University of Minho, Headquarters of the European Institute of Excellence on Tissue Engineering and Regenerative Medicine, Taipas, Guimarães, Portugal.
Tissue Eng Part A. 2012 Oct;18(19-20):1979-91. doi: 10.1089/ten.TEA.2012.0083. Epub 2012 Jun 25.
Human articular cartilage functions under a wide range of mechanical loads in synovial joints, where hydrostatic pressure (HP) is the prevalent actuating force. We hypothesized that the formation of engineered cartilage can be augmented by applying such physiologic stimuli to chondrogenic cells or stem cells, cultured in hydrogels, using custom-designed HP bioreactors. To test this hypothesis, we investigated the effects of distinct HP regimens on cartilage formation in vitro by either human nasal chondrocytes (HNCs) or human adipose stem cells (hASCs) encapsulated in gellan gum (GG) hydrogels. To this end, we varied the frequency of low HP, by applying pulsatile hydrostatic pressure or a steady hydrostatic pressure load to HNC-GG constructs over a period of 3 weeks, and evaluated their effects on cartilage tissue-engineering outcomes. HNCs (10×10(6) cells/mL) were encapsulated in GG hydrogels (1.5%) and cultured in a chondrogenic medium under three regimens for 3 weeks: (1) 0.4 MPa Pulsatile HP; (2) 0.4 MPa Steady HP; and (3) Static. Subsequently, we applied the pulsatile regimen to hASC-GG constructs and varied the amplitude of loading, by generating both low (0.4 MPa) and physiologic (5 MPa) HP levels. hASCs (10×10(6) cells/mL) were encapsulated in GG hydrogels (1.5%) and cultured in a chondrogenic medium under three regimens for 4 weeks: (1) 0.4 MPa Pulsatile HP; (2) 5 MPa Pulsatile HP; and (3) Static. In the HNC study, the best tissue development was achieved by the pulsatile HP regimen, whereas in the hASC study, greater chondrogenic differentiation and matrix deposition were obtained for physiologic loading, as evidenced by gene expression of aggrecan, collagen type II, and sox-9; metachromatic staining of cartilage extracellular matrix; and immunolocalization of collagens. We thus propose that both HNCs and hASCs detect and respond to physical forces, thus resembling joint loading, by enhancing cartilage tissue development in a frequency- and amplitude-dependant manner.

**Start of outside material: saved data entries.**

PR #657, opened 2020-09-17
Add changes for links behind proxy

brendarearden:
**Problem**
Prometheus and Grafana are behind a kube-proxy and are not configured to be accessed at the redirect path

**Solution**
Utilize grafana's root_url and prometheus' externalUrl to define what the subpath/relative path is for each service

The url is currently set to (for example):
`/api/v1/namespaces/cattle-monitoring-system/services/http:rancher-monitoring-grafana:80/proxy`
but should be: 
`/k8s/clusters/local/api/v1/namespaces/cattle-monitoring-system/services/http:rancher-monitoring-grafana:80/proxy`

This solution works, but need to have discussion about why including the `/k8s/clusters/local` in path is not working with the ui 

**Issue**
https://github.com/rancher/rancher/issues/28495


packages/rancher-monitoring/rancher-monitoring.patch
```diff
@@ -2268,12 +2322,13 @@ diff -x '*.tgz' -x '*.lock' -uNr packages/rancher-monitoring/charts-original/val
...
  ## Provide a k8s version to auto dashboard import script example: kubeTargetVersionOverride: 1.16.6
  ##
-@@ -76,8 +334,19 @@
+@@ -76,8 +334,20 @@
  
  ##
  global:
 +  cattle:
 +    systemDefaultRegistry: ""
++    clusterId: ""
```
aiyengar2, line 2331: As you pointed out in the description, the external URLs we are using are `api/v1/namespaces/cattle-monitoring-system/services/http:rancher-monitoring-grafana:80/proxy`, so there should be no need to add this value into the PR as it is right now.

aiyengar2 (changes requested):
@brendarearden @cbron will this PR be blocked on resolving the issue mentioned in the description or do we plan to merge this in with the external URL being `/api/v1/namespaces/cattle-monitoring-system/services/http:rancher-monitoring-grafana:80/proxy` first and then followup with one that includes the cluster ID?

I'm assuming this only works because `/api/v1` points the the same thing as `/k8s/clusters/local/api/v1` using the path defined by ECM but not by using Dashboard's proxy. So what happens if we have two clusters being managed by Dashboard and click on the Grafana link; does it point to only one of the clusters' (i.e. local) Grafana endpoints?

If this PR will be blocked on trying to figure out how to get it to work with `/k8s/clusters/<clusterId>/api/v1` based external URLs, we might wanna make it based off of https://github.com/rancher/charts/pull/641 since the rebase to a new upstream would / should likely get merged in first and will require some changes to this PR (such as refactoring the `prometheus-operator.*` template names to `kube-prometheus-stack.*`)

aiyengar2:
Also @vincent99 do you know why it might be that this proxy mechanism works via `/api/v1` but not via `/k8s/clusters/local/api/v1`?

When Brenda and I were checking it out, it seemed to have to do with the fact that Grafana was getting redirected when making a request like this:

`/k8s/clusters/local/api/v1/namespaces/cattle-monitoring-system/services/http:rancher-monitoring-grafana:80/proxy/<some-path>`
=>
`/k8s/clusters/local/api/v1/namespaces/cattle-monitoring-system/services/http:rancher-monitoring-grafana:80/proxy/k8s/clusters/local/api/v1/namespaces/cattle-monitoring-system/services/http:rancher-monitoring-grafana:80/proxy/<some-path>`

vincent99:
No I don't know, but from it being exactly the same URL twice I would guess something like the leading slash is missing in the config so it thinks it doesn't match and sends a redirect (also without a leading slash).  That would then gets interpreted as relative to where you were, which was already that path, so now you  end up at double path.

aiyengar2:
Closed in favor of https://github.com/rancher/charts/pull/677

人关节软骨在滑液关节中承受广泛的机械负荷,静水压力(HP)是主要的作用力量。我们假设通过向在水凝胶中培养的软骨细胞或干细胞施加这种生理刺激,可以增强工程软骨的形成,使用定制设计的 HP 生物反应器。为了验证这一假设,我们通过人鼻软骨细胞(HNCs)或人脂肪干细胞(hASCs)包封在结冷胶(GG)水凝胶中,研究了不同 HP 方案对体外软骨形成的影响。为此,我们通过在 3 周的时间内对 HNC-GG 构建体施加脉动静压或稳定静压负荷,改变低 HP 的频率,并评估它们对软骨组织工程结果的影响。将 10×10(6)个细胞/mL 的 HNCs 包封在 GG 水凝胶(1.5%)中,并在三种方案下在软骨形成培养基中培养 3 周:(1)0.4 MPa 脉动 HP;(2)0.4 MPa 稳定 HP;和(3)静态。随后,我们将脉动方案应用于 hASC-GG 构建体,并通过产生低(0.4 MPa)和生理(5 MPa)HP 水平来改变加载幅度。将 10×10(6)个细胞/mL 的 hASCs 包封在 GG 水凝胶(1.5%)中,并在三种方案下在软骨形成培养基中培养 4 周:(1)0.4 MPa 脉动 HP;(2)5 MPa 脉动 HP;和(3)静态。在 HNC 研究中,脉动 HP 方案可获得最佳的组织发育,而在 hASC 研究中,生理负荷可获得更大的软骨分化和基质沉积,这表现在聚集蛋白聚糖、II 型胶原和 Sox-9 的基因表达;软骨细胞外基质的变色染色;和胶原蛋白的免疫定位。因此,我们提出,HNCs 和 hASCs 都可以检测和响应物理力,从而通过以频率和幅度依赖的方式增强软骨组织的发育,类似于关节加载。